Robomart, planning a Baltimore presence, says ‘hail a store’ retail offers a new way to shop

Lorraine Mirabella, Baltimore Sun
·4 min read

Consumers today either go to the store or order deliveries online. Now, a California startup with Baltimore expansion plans envisions another choice, on-demand mobile stores that consumers hail like Uber rides.

Robomart, based in Santa Monica, California, calls itself the world’s first store-hailing platform. Vans stocked with merchandise come to consumers, who then pick out household cleaners, pain relievers, fruits and other items in contact-free transactions.

“This is the first new retail channel created since e-commerce,” said Ali Ahmed, Robomart’s co-founder and CEO. “We’re building the platform for store hailing. We believe it will be as big or bigger than what we saw in the ‘90s with e-commerce.”

Baltimore-based investor and marketing firm CEO David Warschawski also believes in that vision. His new venture capital firm, W Ventures, made a six-figure cash investment in the 4-year-old company earlier this month. The firm also will offer Robomart marketing services, valued in the six figures, through the Warschawski marketing agency in exchange for equity.

Under that agreement, Robomart committed to opening an East Coast headquarters in Baltimore within three years. It plans to launch an East Coast expansion from there.

I do not think brick-and-mortar retail, especially in grocery, will go away, but will more people use delivery like Robomart? The numbers bear that out,” said Warschawski, managing partner of W Ventures.

Robomart says it delivers the store, instead of only specific items, to the consumer. Through a smartphone app, a consumer can see what a mobile store stocks, call it to his home or workplace, and open the van door with a swipe on a phone. The shopper’s account is automatically charged for anything pulled off the shelves and at prices comparable to those at stores, Ahmed said. The van driver is not involved in the transaction.

Efficiency and convenience are major advantages, Ahmed said. Customers don’t have to schedule and wait for a delivery slot or create a basket online first. The service is fast. Early trials show it took 15 minutes, on average, from hailing a van to completion of the transaction.

Ahmed believes fresh produce, which many shoppers prefer to pick out themselves, is a natural fit.

The company introduced itself at the CES electronics trade show in Las Vegas in 2018, unveiling a self-driving grocery store prototype. It has since developed three versions, though none are self-driving. The Pharmacy Robomart is now in a pilot phase on the streets of West Hollywood, stocked with about 500 packs of 50 products, including over-the-counter medicine and household and personal care goods.

And coming to the streets of Los Angeles soon will be Grocery Robomart, with fresh fruit and vegetables and refrigerated items, and a ready-to-eat Snacks Robomart.
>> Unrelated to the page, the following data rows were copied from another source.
PR #155, opened 2015-04-29
pliny-update

pedro:
Just a first pass at a very simple update flow: make a patch of the diffs in the template, and apply it to the current folder.

Opening just to collect ideas/hopefully have more people test this. Worked fine for me updating from 0.7.3 to 0.8.0 despite some trouble merging changes to `.env.sample`, `.env.test` and `Gemfile`. Good news is we can probably tweak `patch` or  manually handle a lot of the changes on these.

Definitely want to try some different permutations and add find ways to test before merging.

### DIFF
--- a/README.md
+++ b/README.md
@@ -133,6 +133,13 @@ $ foreman run bin/run 'puts "hello world"'  # Run automated code
 
 (hint: don't forget `foreman run` in development)
 
+### Updating
+
+Use `pliny-update` to update the Pliny app in the current directory.
+
+This not only bumps the version dependency, but also applies any changes that happened in the template app (for instance: new initializer, tweaks in the base endpoint, etc).
+
+
 ## Development
 
 Run tests:
--- a/bin/pliny-update
+++ b/bin/pliny-update
@@ -1,0 +1,12 @@
+#!/usr/bin/env ruby
+
+require "optparse"
+require_relative '../lib/pliny/commands/updater'
+
+ARGV.options do |options|
+  opts = {}
+
+  options.parse!
+
+  Pliny::Commands::Updater.run(ARGV.dup, opts)
+end
--- a/bin/pliny-update
+++ b/bin/pliny-update
@@ -4,9 +4,6 @@ require "optparse"
 require_relative '../lib/pliny/commands/updater'
 
 ARGV.options do |options|
-  opts = {}
-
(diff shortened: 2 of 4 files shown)


pedro:
Got surprisingly good results updating Telex, I think this is a promising foundation (not to mention one of the few approaches that will possibly work). Thoughts @brandur ?

brandur:
@pedro Wow, this is a crazy good idea dude! This will be crazy epic if it becomes part of our standard app development flow.

Just a few notes:

1. Do you think we should put together some documentation and/or high-level design comments somewhere?
2. Should we try to add in some basic testing to try to verify some of this behavior. I can see that it would definitely be a little tricky this particular situation.

pedro:
Hey! Absolutely, +1 for both docs and tests. Just wanted to make sure you're kinda in before going too deep – will take a stab at these and ping you again.

brandur:
@pedro Oh definitely, I love the idea. We have a ton of internal Pliny apps out there, and it kills me how it's going to be incredibly difficult to ship them any modernizations that require changes to the app itself. Lemme know how I can help!

pedro:
@brandur interesting, one of the things I noticed testing is that some releases have `v` prepended and some don't, so the diff is not working for all versions:
https://github.com/interagent/pliny/releases

Do you have a preference for `v123` or just `123` for the tag? I'll normalize either way.
Also, any ideas why we're tagging differently? Are you using the rake script to release or is that not working?

pedro:
Ah it's probably just old stuff right? At first I Thought we were tagging differently but I see you also released with `v`. I'll just add a `v` to the old tags ok?

brandur:
> Ah it's probably just old stuff right? At first I thought we were tagging differently, but now I see you also released with v. I'll just add a v to the old tags ok?

+1! I might have released without the script a couple times. My bad! I've been using it more recently.

pedro:
@brandur ok fixed tags, added a little test, I think this is ready to go (as far as first pass/proofing goes heh)

brandur:
@pedro Dude, looks great. +1 from me! I'm excited to see what people do with this.

pedro:
Thanks!

neilmiddleton:
@dmathieu you've done this by hand recently - how's this look?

For now, the business model works thanks to some key partnerships. California van rental company Zeeba is supplying the vehicles. Illinois-based Zebra Technologies and California-based Avery Dennison are supplying the merchandise tracking technology, which performs functions such as letting the Robomart know when it needs to restock at a warehouse hub.

The grocery category could appeal to shoppers who are picky about their produce or have had bad experiences with produce from grocery delivery services, said Marie Yeh, an associate professor of marketing at Loyola University Maryland’s Sellinger School of Business and Management. And it could help shoppers fill in with staples between more complete grocery shopping trips, she said.

The contactless technology is likely to appeal to consumers even after the pandemic, a time when consumers have come to expect such options, she said.

“It’s a really interesting idea,” Yeh said. “I do think it’s innovative. It might meet a niche.”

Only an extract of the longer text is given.